A year later, still random and completely useless....lol Let'er eat!! I know how Jon loves that.


----------



## NMKawierider (Apr 11, 2009)

Hay Stogi what's going on? Benn a while. All good here..brand new year!


----------



## Stogi (Feb 24, 2010)

Hey bud! Yep, it has been a while. As far as what's been going on, 'bout the same ole stuff. Still got the Brute. Ride when we can, though not near often as we would like. I surrendered to the call of ministry a couple of years ago, So I'm in my second year at seminary and work almost full time. All of that plus preaching engagements makes for a pretty full plate. How have you been?


----------



## NMKawierider (Apr 11, 2009)

Pretty good, I retired late last year and am working on projects that were on the "back-burner" for a few years.

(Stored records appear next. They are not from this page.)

PR #508, opened 2023-02-02
Fix crate version in example

matthiasbeyer:
Found this while browsing the docs on docs.rs.

### DIFF
--- a/crates/toml/src/lib.rs
+++ b/crates/toml/src/lib.rs
@@ -5,7 +5,7 @@
 //! ```toml
 //! [package]
 //! name = "toml"
-//! version = "0.4.2"
+//! version = "0.7.1"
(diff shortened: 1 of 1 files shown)


crates/toml/src/lib.rs
```diff
@@ -5,7 +5,7 @@
 //! ```toml
 //! [package]
 //! name = "toml"
-//! version = "0.4.2"
+//! version = "0.7.1"
 //! authors = ["Alex Crichton <alex@alexcrichton.com>"]
 //!
 //! [dependencies]
```
epage, line 11: This is meant to be a real world example of TOML.  I do not see the value in creating churn in updating the version on every release though.

matthiasbeyer: Okay :smiley:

Coming along well there. Still have the Brute too and also have not had the time to get out like I used to. Also bought a CFMoto ZForce 800 SxS for the Mrs and I to do something together. Like usual, spend more time doing mods then riding..lol

Good to hear from you. Glad all is well.


----------



## rmax (Nov 21, 2009)

good to hear your doing well


----------



## Polaris425 (Dec 16, 2004)

Stogi and I have kept in touch. :rockn: Good to see you lurking around here again. A lot has changed here. Several times. lol. But it is what it is.


----------



## lilbigtonka (Dec 30, 2008)

How's it going guys I ain't on here like I use to be seems like forum fell apart when change of hands.... Never see Steve on here but still text every now and then glad to see everyone doing good I still ride have a 14 Viking and a 16 grizzly and my old Honda 300 but the brute is at its new home as of almost 3 years ago 


Sent from my iPhone using Tapatalk


----------



## Polaris425 (Dec 16, 2004)

Man we all just getting older and families and life and things just happen. Lol. I've been bass fishing a lot more the last few years. And trying to build a business. 


Posted via TapaTalk for iPhone6


----------



## Stogi (Feb 24, 2010)

It's great to see some of us OGs still hanging around. See the types of question still haven't changed much..... answer.... USE THE SEARCH BUDDY! LOL!! That one's for you Jon.


----------